• EXERCISE INSTRUCTIONS: Every record listed below should be copied exactly.

• INPUT DATA:
○ ○ ○

PR #50, opened 2023-06-12
Minor update to readme

seungpark:
Added a minor bit of components used in search server

[Trivial follow up task](https://jira.mongodb.org/browse/DOP-3771) to separate the Marian server code.

Pls comment if anything else can be cleared up!

### DIFF
--- a/README.md
+++ b/README.md
@@ -5,7 +5,7 @@ REST server that indexes search documents within an Atlas cluster and handles us
 ## Components
 
 ### Marian Server
-REST server that exposes endpoints to run queries against A DB.
+REST server that exposes endpoints to run queries against Atlas DB.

○ ○ ○

• RESULT OF THE EXERCISE:
PR #50, opened 2023-06-12
Minor update to readme

seungpark:
Added a minor bit of components used in search server

[Trivial follow up task](https://jira.mongodb.org/browse/DOP-3771) to separate the Marian server code.

Pls comment if anything else can be cleared up!

### DIFF
--- a/README.md
+++ b/README.md
@@ -5,7 +5,7 @@ REST server that indexes search documents within an Atlas cluster and handles us
 ## Components
 
 ### Marian Server
-REST server that exposes endpoints to run queries against A DB.
+REST server that exposes endpoints to run queries against Atlas DB.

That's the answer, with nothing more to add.